Supplied records:

PR #401, opened 2017-08-31
Cloudberry config reconstruction

hh1680651:
Split cloudberry's configuration of SqlDB into twittermap/web's application-mysql.conf & application-postgresql.conf


hh1680651:
Now the config files' structure would be:
$ tree web/conf/
web/conf/
├── application-asterixdb.conf
├── application-mysqldb.conf
├── application-postgresqldb.conf
├── application.conf
├── logback.xml
├── production.conf
└── routes

JavierJia:
to make it specific for the cloudberry config, may be it's better to rename it as `cloudberry-asterixdb.conf`

PR #402, opened 2017-09-01
Add reconstructAdmSampleTweetToJson.sh

hh1680651:
Python code for changing .adm sample tweet into .json file.

### DIFF
--- a/examples/twittermap/script/reconstructAdmSampleTweetToJson.sh
+++ b/examples/twittermap/script/reconstructAdmSampleTweetToJson.sh
@@ -1,4 +1,21 @@
 #!/usr/bin/env python
+#===============================================================================
+#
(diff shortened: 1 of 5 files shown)


examples/twittermap/script/reconstructAdmSampleTweetToJson.sh
```diff
@@ -0,0 +1,50 @@
+#!/usr/bin/env python
```
JavierJia: add a usage? and it should be `ToMySQLJson` or `ToPostgreJSON`?

hh1680651: It's the same for MySQL or PostgreSQL. The zip file's name might be confusing, so I changed its name from `mysqlSample.json.zip` into `sample.json.zip`.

Activity: State how many lines of the entries above include the string "files". The reply is that number alone.

Answer space: 2